England is a sports-loving nation. Sports in England take many forms: organized sports, which attract huge crowds to encourage their favourite team to victory, athletic games played for recreation and others.
Some sports are called spectator sports, when the number of spectators is greater than the number of people playing in the game. Other sports are called participant, sports attracting large crowds only on special occasions such as tournaments. The game peculiarly associated with England is cricket. Many other games too are English in origin, but have been accepted with enthusiasm in other countries; cricket has been seriously and extensively accepted only in the Commonwealth, particularly in Australia, India, Pakistan.
Cricket is slow, and a spectator, sitting in the afternoon sun after his lunch, may be excused for having a little sleep for half an hour. Cricket is making no progress in popularity. Association football or soccer is very popular. Nearly 49 million spectators each year attend matches between the great professional teams organized by the Football League. The biggest event in England is the Cup Final played at the Empire Stadium, Wembley, in a London suburb. Rugby football is played with an egg-shaped ball which may be carried and thrown (but not forward). Rugby is played mainly by the amateurs.
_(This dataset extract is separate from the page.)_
Issue #1213, opened 2018-04-25
SQL export assumes a "monica" database


tomzx:
https://github.com/monicahq/monica/blob/a6ac8a8f5fa526f4f903d80a9c3896b670c6f0bd/app/Jobs/ExportAccountAsSQL.php#L86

The games of golf and tennis are played by great numbers of people. Golf is played in the countryside. It consists in driving a small ball towards and into holes separated by considerable distances, by means of special «golf clubs» The aim is to go round using as few strokes as possible. There are many tennis clubs, but every town provides tennis courts in public parks. The world championship tennis matches are held at Wimbledon in London, during June and July.
Next to football, the chief spectator sport in Britain is horse-racing. A lot of people are interested in the races and risk money on the horse which they think will win. Britain is also famous for motor-car racing, boat-racing, dog-racing, and even races for donkeys. The famous boat-race between the teams of Oxford and Cambridge attracts large crowds of people.
Various forms of athletics, such as running, boxing, jumping, swimming are wide-spread in England. The English weather is not always cold enough to ski, skate, or toboggan, but winter is a good season for hunting and fishing.
Indeed sport in one form another forms an essential part of daily life in Britain.